A lack of reassessment or action at 72 hours by the treating team was found to be associated with inappropriate antibiotic use (P = 0.028). In view of this finding, conducting an antibiotic ‘time out’ would be a suitable intervention. A time out is an ASP intervention recommended by the CDC that standardizes the review of clinical, laboratory and microbiological data at a predefined time (48–72 hours post antibiotic initiation) to identify opportunities for discontinuing or deescalating empiric antibiotics [38]. Adams et al. [27] conducted a quality improvement trial over an 8-month period to evaluate three target antibiotics (vancomycin, meropenem, and piperacillin/tazobactam) and found that the DOT per 1000 days was reduced for both vancomycin and meropenem.
This is the first study to address the appropriateness of antibiotic consumption among PICU patients in Saudi Arabia. We included antibacterial consumption, indications for antibiotic initiation as parameters and, most importantly, assessed the appropriateness of antibiotics by two independent infectious disease physicians based on the CDC 12 step classification. We further quantified and categorized inappropriate antibiotic use, highlighting areas for improvement and allowing for targeted rectification.

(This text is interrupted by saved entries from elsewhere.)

PR #222, opened 2023-02-12
Remove Trinsic Wallet (not working) and added BC Wallet

swcurran:
Signed-off-by: Stephen Curran <swcurran@gmail.com>

Signed-off-by: Stephen Curran <swcurran@cloudcompass.ca>


Jsyro (approved):
We need to test and ensure compatibility with Lissi and Esatus, we will have to support them, but i've ran into issues. We hope a transition to OOB messages will improve compatibility.

swcurran:
Happy to remove others if they aren’t working. Better to push on them to improve, IMHO.

PR #230, opened 2023-02-23
Endpoint naming and provider config

Jsyro:
Add `/vc/connect` paths for backwards compatibility. Update provider config, still needs testing. 

Standard naming is found here: https://connect2id.com/products/server/docs/api. Some are standardized, some must be described in the `/.well-known/openid-configuration` response. 

PyOP library handles token generations and auth session tracking. some duplication should be trimmed, but the library now gives us the jwks endpoint and the wellknown config endpoint. as well client authentication.


docker/keycloak/config/keycloak_import.json
```diff
@@ -1181,7 +1181,7 @@
         "forwardParameters": "pres_req_conf_id",
         "tokenUrl": "http://host.docker.internal:5201/token",
         "authorizationUrl": "http://localhost:5201/authorize",
-        "clientAuthMethod": "client_secret_post",
+        "clientAuthMethod": "client_secret_basic",
```
esune, line 1184: Was this meant to be a change? I *think* the default behaviour is to send the secret as part of the `post`.

Either way, this is something we will need to flesh out as we work through the client authentication piece.

oidc-controller/api/core/oidc/provider.py
```diff
@@ -25,35 +25,51 @@
...
+
+
 provider = Provider(
-    signing_key, configuration_information, authz_state, client_db, Userinfo(user_db)
+    signing_key,
+    configuration_information,
+    AuthorizationState(subject_id_factory),
+    {"keycloak": kc_client},
+    Userinfo({"Jason": {"sub": "Jason"}}),
 )
```
esune, line 75: This piece will be configuration-driven in the future, correct?

docker/keycloak/config/keycloak_import.json
Jsyro: Yes, the library wanted it that certain way by default, but I'll take another look to see if the library's behaviour is configurable.

esune: Sounds good, will look at it as part of the next changes then.

oidc-controller/api/core/oidc/provider.py
Jsyro: yes, but I'm not sure about the user collection. It expects it to be a stored collection somewhere, so we may need a 'dummy' user record for the library... which is currently how this works.

Jsyro: yes, you are right. Not sure how to manage the 'User' collection, as it wants to be a dataset, but in our use case it is not, so we may need a single 'dummy record' for the library's sake.

esune (approved):

PR #237, opened 2023-03-10
Feature/unit testing

Jsyro:
First test. Had to change to Dependency Injection pattern for db connection as recommended by FastAPI docs.

Some explanation of env variables. 

tests can be run with `pytest` from top level folder.


docs/2_0_ConfigurationGuid.md
```diff
@@ -0,0 +1,5 @@
+### Environment Variables
```
esune, line 1: There's a typo in the filename 🙂 
I also think the 1.0 configuration guide still applies, possibly with minor tweaks, for what concerns integrating VC AuthN with Keycloak.

oidc-controller/api/authSessions/crud.py
```diff
@@ -11,26 +12,27 @@
...
 )
-from ..db.session import db, COLLECTION_NAMES
+from ..db.session import COLLECTION_NAMES
 
 
 logger = logging.getLogger(__name__)
 
 
 class AuthSessionCRUD:
-    @classmethod
```
esune, line 21: Is is expected for these annotations to disappear?

Jsyro: yes, the crud class is no longer a 'singleton', the db context gets passed on initialization of the instance. this makes it better and easier for testing databases to be injected instead of the runtime db.

docs/2_0_ConfigurationGuid.md
Jsyro: merged the two files and expanded on one more variable.

esune (approved):

PR #247, opened 2023-03-16
Publish image to GHCR

esune:
Build and push image to GHCR upon creation of a new release.

Target architectures are `linux/amd64` and `linux/arm64`: for some reason, build fails for `linux/386` when pulling `anyio` - will have to look at it in the future if we need `linux/386` images published.


Jsyro (approved):
Looks great!

PR #250, opened 2023-03-22
CRUD of OIDC clients

Jsyro:
Open to changing the model defaults, kind of a janky way to updating the client repository, hopefully it does not cause any issues later.

Stateless is basically what we are doing.
MongoWrapper is incompatible with our version of PyMongo, https://github.com/IdentityPython/pyop/issues/48
RedisWrapper would be a misuse of redis as we would need to add persistence to it.

### DIFF
--- a/oidc-controller/api/authSessions/crud.py
+++ b/oidc-controller/api/authSessions/crud.py
@@ -13,7 +13,6 @@ from .models import (
     AuthSessionPatch,
 )
 from api.db.session import COLLECTION_NAMES
-from api.core.oidc.provider import init_provider
 
 
 logger = logging.getLogger(__name__)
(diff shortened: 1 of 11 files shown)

The study has several limitations, and data were collected retrospectively; thus, some information influencing decision making could have been missed. In addition, this is a single center report, which limits its generalizability. Decisions regarding antibiotic appropriateness are prone to bias and the subjective interpretation of data despite attempts to unify understanding of the CDC steps and consensus decision-making in more complex cases. This may explain why patients considered to be at a higher risk (i.e., with respiratory comorbidities and younger age) had a higher likelihood of being judged by the reviewing ID physicians to be on appropriate antibiotics. Additionally, due to the retrospective nature of the study, the accuracy of diagnoses was not confirmed, and the authors accepted all diagnoses made by treating physicians. This meant that we could not assess non-adherence to step 8 (treat infection but not contamination or colonization). In a prospective approach, the necessary information regarding diagnoses could be gathered in real-time. ID consultation decreased the likelihood of inappropriate use and should be utilized in addition to other ASP initiatives.